I sette samurai (1954)

 

Ché in effetti, pur nel desiderio evidente di rappresentare un unicum rispetto alle dinamiche industriali del sistema, comunque Kurosawa si muoveva sempre all’interno del complesso dei generi che quella macchina alimentava. Ne è un buon esempio Cane randagio, del 1949, con cui l’autore si poneva al crocevia fra il racconto della malavita già intrapreso con il precedente L’angelo ubriaco (autentico precursore di tanto yakuza eiga a venire) e il noir con una dichiarata ispirazione dai gialli di Simenon: la storia del poliziotto cui viene rubata la pistola utilizzata poi dal ladro per commettere un crimine, è impreziosita non solo dall’attenzione psicologica per il dramma del protagonista, ma anche da un taglio documentaristico nella descrizione della città e delle dinamiche nei bassifondi, che tornerà in altre opere dell’autore. Merito anche del lavoro compiuto dalla seconda unità coordinata da Ishiro Honda e della fotografia del sodale Asakazu Nakai, estremamente preciso nel catturare le azioni in esterni e le scene che coinvolgono masse di personaggi. Ancora più chiaro in questo senso è il lavoro condotto insieme dai due nelle sequenze di massa del celebratissimo I sette samurai, con cui Kurosawa inaugura il suo filone jidai-geki (da non confondere con altri esempi di period drama in cui l’autore si era già cimentato, ad esempio Gli uomini che mettono il piede sulla coda della tigre, di più chiara derivazione kabuki).

 

Sanjuro  (1962)

 

Realizzato nel 1954 e frutto di un anno di lavoro, questo epico racconto di onore e salvezza dal taglio quasi western (non a caso ispirerà proprio dei lavori di questo tipo a Hollywood) e non privo di venature picaresche, resta tutt’oggi un manifesto del Kurosawa pensiero, fra grande forza spettacolare e attenzione alle dinamiche interpersonali, evidenti nella figura del saggio leader interpretato da Takashi Shimura, che con questo ruolo trova un po’ il “suo” personaggio, incarnazione della ragione e dell’umanità (nello stesso anno, mutatis mutandis, l’attore ne ripropone la stessa tipologia anche nel primo Godzilla).
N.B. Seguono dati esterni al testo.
PR #3664, opened 2017-11-14
Datadog

almathew:
darrint: We're going to go ahead and merge this as the review looks good.

### Separation of Concerns


settings.py
```diff
@@ -203,3 +203,9 @@
     from local_settings import *
 except ImportError:
     pass
+
+DATADOG_TRACE = {
```
darrint: Any ideas for distinguishing between developers in `local_settings.py` ?

tasks.py
```diff
@@ -153,6 +152,7 @@ def assign_ticket_to_request(key, access_request):
 @task(name='tasks.send_search_digest', ignore_result=True,
       default_retry_delay=180, max_retries=2, bind=True,
       time_limit=30)
+@tracer.wrap()
```
darrint: Do we want to set a service name on these?

universal/helpers.py
```diff
@@ -598,3 +599,12 @@ def jobs_from_redis(guids):
     redis = StrictRedis(host=settings.REDIS_HOST)
     jobs = redis.mget(guids)
     return [json.loads(job, object_hook=json_util.object_hook) for job in jobs if job]
+
+
+def log_dict(**kwargs):
```
darrint: Would it be overkill to re-export tracer.wrap or put an adapter here?

settings.py
almathew: I just added one. It's very clever.
My original plan was to give instructions to override it, since it's going to require some slight secrets-type customization anyway.

darrint: I think that's just going to be `root` in Docker, no?

almathew: Oh, you're right. I *AM* too clever. 
Guess I'll do the secrets-y way, and just provide some setup instructions. I think I'm going to have to do a team walk-through sometime in the next few days anyway.

darrint: Putting `local_trace_user = 'darrint'` in `local_settings.py` might be ok. Having the trace inactive isn't out of the question. Or set it to `dev-nobody`.

darrint:
I've removed the DNM tag. It was just there to try and get traces of unit tests. That isn't worth holding this up over.

PR #3665, opened 2017-11-14
Pd 3111 systems notifications not displayed analytics

strempe:
## What's this PR do?
Fix notifications in analytics 

### Front-End

- [ ] Works on IE 11 and Edge
- [ ] Works on Mobile

### Separation of Concerns

### Tests

### Migrations


dseo.log.2017-11-07
```diff
@@ -0,0 +1,35 @@
+ERROR 2017-11-07 12:43:11,554 base 1902 140541723404032 Internal Server Error: /prm/api/nonuseroutreach/inbox/list
```
tdphillips: We don't want these logs to be committed.

myjobs/views.py
```diff
@@ -1225,6 +1225,7 @@ def process_access_request(request, access_id, accepted):
     The target of a second party access request will hit this view to
     approve or reject a given request.
     """
+    print "I'm here"
```
tdphillips: print

mymessages/context_processors.py
```diff
@@ -2,11 +2,12 @@ def message_lists(request):
     """
     Ensures lists of messages, if any, are always in template contexts.
     """
+    # import ipdb; ipdb.set_trace();
```
tdphillips: commented debugger

settings.py
```diff
@@ -147,6 +147,10 @@
     'django.template.loaders.filesystem.Loader',
     'django.template.loaders.app_directories.Loader',
     'django.template.loaders.eggs.Loader',
+    
+)
+TEMPLATES[0]['OPTIONS']['context_processors'] += (
```
tdphillips: Using this context processor was causing some issues when setting up a new database.

almathew: I'm kind of confused. Is it intentional that this context processor is only available for local development, then?

tdphillips: No. It's added in the settings files in the deploy directory.

It may not be an issue now that we're on a Django version higher than 1.6. Back then, this context processor would, in development, execute before the database was set up. Don't ask me how. The end result was the inability to run migrations.

PR #3669, opened 2017-11-15
Allow for using Datadog locally (web requests only).

almathew:
## What's this PR do?
Allows you to push your local results to Datadog. This can be used for tracking things, or for setting up and configuring tags or traces.

Run runserver. Look for your app.

This is against staging (because everything else was too). I'll backport as soon as all the Datadog changes are complete.


manage.py
```diff
@@ -1,10 +1,7 @@
 #!/usr/bin/env python
-from ddtrace import patch_all, tracer
 import os
 import sys
 
-patch_all()
```
almathew: Turns out we need to let Django handle all this.

settings.py
```diff
@@ -204,13 +204,12 @@
...
-except Exception:
-    current_user = 'dev'
-
+MIDDLEWARE_CLASSES = list(MIDDLEWARE_CLASSES)
+MIDDLEWARE_CLASSES.insert(1, 'middleware.ConfigureTracerForDevelopment')
+MIDDLEWARE_CLASSES = tuple(MIDDLEWARE_CLASSES)
 DATADOG_TRACE = {
     'DEFAULT_SERVICE': 'development',
-    'TAGS': {'env': 'dev-%s' % current_user},
+    'TAGS': {'env': 'dev'},
```
almathew: If anyone is actually doing testing locally, they should probably override the env here so we are not interfering with one another.

settings.py
```diff
@@ -204,13 +204,12 @@
...
     'ENABLED': False,
```
almathew: Anyone who wants to actually use this will need to set enabled to `True`. That, and being on the VPN, should be the only barrier to entry.

almathew:
Mental note to myself: after this is merged I will likely go ahead and do the first staging -> QC merge.

PR #3670, opened 2017-11-16
[PD-3970] fix frontend paging error

vigowei:
## What's this PR do?
Updates a function that handles pagination size change. We are already getting rows correctly out of query_result everywhere else, this function got missed somehow.

### Front-End

- [ ] Works on IE 11 and Edge
- [ ] Works on Mobile


darrint:
Deferring proper front end testing until we review the real feature branch.

PR #3673, opened 2017-11-20
Pd 3637 ui clear spinner and show error

aljordan82:
## What's this PR do?
Create a wrapper function for the Spinner. 
Any action that should show a Spinner should be wrapped with `wrapSpinnerAndErrors` or `wrapSpinner`.
This is just for Reporting, other react apps will need this change before merging this PR.
### Front-End

- [ ] Works on IE 11 and Edge
- [ ] Works on Mobile

### Separation of Concerns

### Tests

### Migrations


gulp/src/reporting/actions/compound-actions.js
```diff
@@ -151,10 +150,9 @@ export function doReportDataRedirect(history, intention, category, dataSet) {
       dispatch(markOtherLoadingAction('dataSetMenu', false));
     } catch (e) {
       dispatch(markOtherLoadingAction('dataSetMenu', false));
-      dispatch(markPageLoadingAction(false));
-      dispatch(errorAction(e.message));
+      throw e;
```
aljordan82: If the wrapped action creator has a try/catch , then we must throw so the wrapper handles the error.

koonsies:
I like this idea. While we're refactoring the handling of spinner, etc, perhaps we could revisit how we "mark" a page as loading. One method I've seen was in CBO, and that was to store a counter of functions being waited on. So, if you dispatched three functions that were wrapped in the spinner wrapper, each would increment a global function counter by 1. When a function completed (or errored out), it would decrement the counter until the counter reached 0 and the spinner was removed.

We may have discussed this before, but I can't recall. Just wanted to bounce that idea around again.

vigowei:
maybe this is also an opportunity to agree on the format for error messages? Sometimes the error string is at the top level of the response object, so we can get it via response.data, sometimes, it's in an object, like `{'message': 'reason for failure...'}`, now we have to pass response.data.message to toastr since it doesn't display objects. 

we could stringify/format whatever is in response.data, or designate a field for error message, which means making sure all error responses from the backend follow the same convention.

koonsies:
Closing this until it's ready to review again.

PR #1294, opened 2026-01-24
Improve error reporting when non mandatory options are misconfigured

### LINKED ISSUE #1245: Improve error reporting when non mandatory options are misconfigured or incorrectly specified at runtime
This seems like regression from some of the latests commits.

Consider this configuration:

```java
@SpringBootApplication

    }

    @Command(name = "hello", completionProvider = "helloNameCompletionProvider")
    public void sayHello(@Option(longName = "name", shortName = 'n') String name) {
        System.out.println("Hello " + name + "!");
    }

    @Bean
    public CompletionProvider helloNameCompletionProvider() {
        return completionContext -> Stream.of("Peter", "Paul", "Mary").map(CompletionProposal::new).toList();
    }

}
```

There are some issues:

1. If a command is invoked without any option, the warning is logged. Which is not consistent if command is invoked with and option without value (there is no warning message).
    ```
    shell:>hello
    11:32:19.249 [main] WARN  o.s.s.c.c.a.MethodInvokerCommandAdapter - No value provided for optional option '--name' and no default value specified.
    Hello !
   
    shell:>hello --name
    Hello !

    shell:>hello -n
    Hello !
    ```

2. If option is specified with a short or long name with space before the value, it's not recognized.
    ```
    shell:>hello --name Paul
    Hello !
   
    shell:>hello -n Paul
    Hello !
   ```
   
3. The value is recognized only if specified with equal sign.
    ```
    shell:>hello --name=Paul
    Hello Paul!

    shell:>hello -n=Paul
    Hello Paul!
    ```

Image

jayychoi:
This PR improves error reporting for optional options that are misconfigured.

- **Fail fast for optional options without default value**: `CommandFactoryBean` now validates that optional options must have a default value. If an optional option is declared without a default value, the application fails at startup with a clear error message instead of logging a warning at runtime.

- **Option without value already handled**: This is already handled by `DefaultCommandParser` since commit 78d1a47, which throws an `IllegalArgumentException` when parsing such input.

## Changes

- `CommandFactoryBean`: Added validation to reject optional options without default values at command registration time
- `CommandFactoryBeanTests`: Added unit tests for the new validation logic

Resolves #1245

### DIFF
--- a/spring-shell-core/src/main/java/org/springframework/shell/core/command/annotation/support/CommandFactoryBean.java
+++ b/spring-shell-core/src/main/java/org/springframework/shell/core/command/annotation/support/CommandFactoryBean.java
@@ -53,6 +53,7 @@ import org.springframework.util.Assert;
  * @author Janne Valkealahti
  * @author Piotr Olaszewski
  * @author Mahmoud Ben Hassine
+ * @author Jay Choi
  */
 public class CommandFactoryBean implements ApplicationContextAware, FactoryBean<Command> {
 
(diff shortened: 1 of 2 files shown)


fmbenhassine:
This PR was valid based on my comment here: https://github.com/spring-projects/spring-shell/issues/1245#issuecomment-3693003845.

However, as explained in https://github.com/spring-projects/spring-shell/issues/1245#issuecomment-4206451012, things have changed since then and we now accept non-mandatory options without default values. Therefore, this PR is not up-to-date anymore. I am closing it.

Thank you for your contribution anyway 🙏

PR #1295, opened 2026-01-24
Fix HelpTests to work also on windows

czpilar:
There is a common issue with line separators between Windows and Linux systems. I’ve fixed the tests to ignore line separators.


czpilar:
@fmbenhassine Please look at this PR, it would make easier to build spring shell on windows machine...

PR #1297, opened 2026-01-24
Introduced default completion provider supporting enumeration values if option is of enum type

### LINKED ISSUE #1282: Provide completion from enumeration values if an option is of enum type
It seems that in v3, when an option is of type enum, the default completer provided values from the enum's values. This makes sense and it seems to be a regression in v4.

This issue is to align the default completer of v4 with v3.

czpilar:
Resolves #1282


fmbenhassine:
This is fantastic! The idea of leveraging the `EnumCompletionProvider` in a default completion provider is great. Thank you for another great contribution 👍

PR #1303, opened 2026-01-29
Fix longName defaulting to parameter name when not provided #1261

### LINKED ISSUE #1261: Commands fail in 4.0 if no short name or long name are specified
When upgrading to Spring Shell 4.0, all annotated command options that don't have a short name or long name specified fail the application initialisation.

If that change was intentional, it would be great to highlight it in the [migration guide](https://github.com/spring-projects/spring-shell/wiki/v4-migration-guide) as a breaking change and update the JavaDocs as the [`@Option`](https://github.com/spring-projects/spring-shell/blob/3.4.x/spring-shell-core/src/main/java/org/springframework/shell/command/annotation/Option.java#L34) annotation states that those two arguments are optional.

Still, it would be great to restore the previous behaviour where the Java property name was used as the long name by default. That would be in line with other Spring projects like Spring MVC, where the `@RequestParam` doesn't require specifying a name if it matches the Java property name.

czpilar:
Resolves #1261

### DIFF
--- a/spring-shell-core/src/main/java/org/springframework/shell/core/command/adapter/MethodInvokerCommandAdapter.java
+++ b/spring-shell-core/src/main/java/org/springframework/shell/core/command/adapter/MethodInvokerCommandAdapter.java
@@ -136,16 +136,11 @@ public class MethodInvokerCommandAdapter extends AbstractCommand {
 				log.debug("Processing option for parameter: " + parameters[i].getName());
 				char shortName = optionAnnotation.shortName();
 				String longName = optionAnnotation.longName();
-				if (shortName == ' ' && longName.isEmpty()) {
-					throw new IllegalArgumentException(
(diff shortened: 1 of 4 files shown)


fmbenhassine:
I was working on this as well and had almost the same change set!

[gh1261.patch](https://github.com/user-attachments/files/24954356/gh1261.patch)

LGTM 👍 Rebased and merged as 6b1e7016ab5af5a0ecb3cc24bdaee3bfac6d2d5d.

czpilar:
Yes, that is unfortunate - both of us working on the same problem. I wasn’t sure whether you had already started on this, but since the 4.0.1 release is planned for today, I took a look at it.

Moreover, I fixed the option proposal in `CommandCompleter` when the `longName` of an option is empty, as it was proposing `--`. After fixing the default value of `longName`, however, the empty value should no longer occur.

Issue #1267, opened 2026-01-02
Configuration properties metadata are missing in 4.0


ThomasVitale:
It seems like the metadata for the Spring Boot configuration properties defines in Spring Shell 4.0 are not generated correctly, and therefore not included in the published artefacts. That means there's no validation or autocompletion support from IDEs.

Example:

<img width="673" height="223" alt="Image" src="https://github.com/user-attachments/assets/051be861-486d-447a-8a69-c0cd4c0c78e5" />

fmbenhassine:
Thank you for reporting this.

> I'm available to help with a potential PR.

Yes please. I am not familiar with how meta-data are published, so if you know how to do that, I would be grateful if you contribute a PR! Many thanks upfront.

ThomasVitale:
I'll look into it and prepare a PR soon.

ThomasVitale:
@fmbenhassine I have raised a PR with a fix: https://github.com/spring-projects/spring-shell/pull/1306 Don't know if it's too late for including that in 4.0.1.

fmbenhassine:
Thank you very much! No it's not too late, I will include it in 4.0.1.

PR #1306, opened 2026-01-30
fix: Configuration properties metadata are missing

ThomasVitale:
The Maven compiler is now configured to allow running the Spring Boot Configuration Processor. Furthermore, a dependency to Spring Boot Autoconfigure Processor has been added to the autoconfigure module so that metadata is also generated for the autoconfiguration conditions.

Fixes gh-1267

References from the Spring Boot documentation: [here](https://docs.spring.io/spring-boot/specification/configuration-metadata/annotation-processor.html#page-title) and [here](https://docs.spring.io/spring-boot/reference/features/developing-auto-configuration.html#features.developing-auto-configuration.custom-starter.autoconfigure-module).

### DIFF
--- a/pom.xml
+++ b/pom.xml
@@ -141,6 +141,16 @@
 							<artifactId>nullaway</artifactId>
 							<version>${nullaway.version}</version>
 						</path>
+						<path>
+							<groupId>org.springframework.boot</groupId>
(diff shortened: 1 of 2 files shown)


fmbenhassine:
That's great! Rebased and merged as fe786cf717992d2e2ea5478d540f9febdbc2db9b.

PR #1307, opened 2026-01-31
Fixed help option in command

czpilar:


fmbenhassine:
LGTM 👍 We can move that check a little upper to avoid asking the registry with the help options. There is another [small optimization](https://github.com/spring-projects/spring-shell/commit/84abfda3#diff-61713bb33ce507221932562065fed82be2b602a671ea7fef88232f71a479d957L59-L64) that I seem to have removed inadvertently as well. I will amend those on merge.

Di Shimura resta imperdibile anche l’altra grande interpretazione in Vivere, del 1952, che pure rientra nel pacchetto bolognese: realizzato all’indomani della trasposizione de L’idiota di Dostoevskij, il film rinnova il legame fra Kurosawa e i classici della letteratura russa, data l’ispirazione da La morte di Ivan Il’ič. Se per Tolstoj la storia di un uomo che va incontro alla morte per malattia e fa un bilancio della sua esistenza, assume un tono più affine alla crisi spirituale, Kurosawa la riscrive nel segno di quella sensibilità umana e emotività di cui si accennava, empatizzando con la tragedia del personaggio di Shimura, che viene elevata a paradigma di un’esigenza morale rispetto alle azioni da compiere per il bene della società – l’agire erratico del protagonista troverà una sua piena spiegazione solo nello struggente finale.

 

Cane randagio (1949)

 

La proposta del Cinema Ritrovato si completa con il dittico composto da La sfida del samurai e Sanjuro, in cui sono ancora le azioni di eroi solitari a gestire il complesso sistema di apparenze e finalità su cui si regge un po’ tutta l’opera dell’autore, volta a mettere in crisi i meccanismi consolidati della società giapponese in nome della riscoperta di un’umanità più autentica. Del primo già tanto si è scritto per le dichiarate ispirazioni fornite a Sergio Leone, ma va rimarcato pure come il film segni un nuovo capitolo della collaborazione fra il regista e lo sceneggiatore Hideo Oguni (già all’opera sui citati Vivere e I sette samurai), che Kurosawa non cita nella sua biografia, ma è stata la penna più capace di lasciar emergere il sottotesto umano delle sue opere. A questo si accompagna la costruzione visiva concertata con Kazuo Miyagawa, il direttore della fotografia di Rashomon maestro dei contrasti visivi e abile come pochi a gestire le luci, donando alle atmosfere del film una corposità che si travaserà in modo molto naturale nel barocchismo dei Dollari di Leone. Il tutto senza dimenticare ovviamente la sfida attoriale tra Toshiro Mifune e Tatsuya Nakadai, altri segnali di un rapporto di collaborazione continuativa che Kurosawa ha sempre mantenuto con i “suoi” attori e tecnici, a ulteriore conferma della coerenza della sua opera, in barba alla spinta emotiva e irrazionale da lui così ironicamente rimarcata.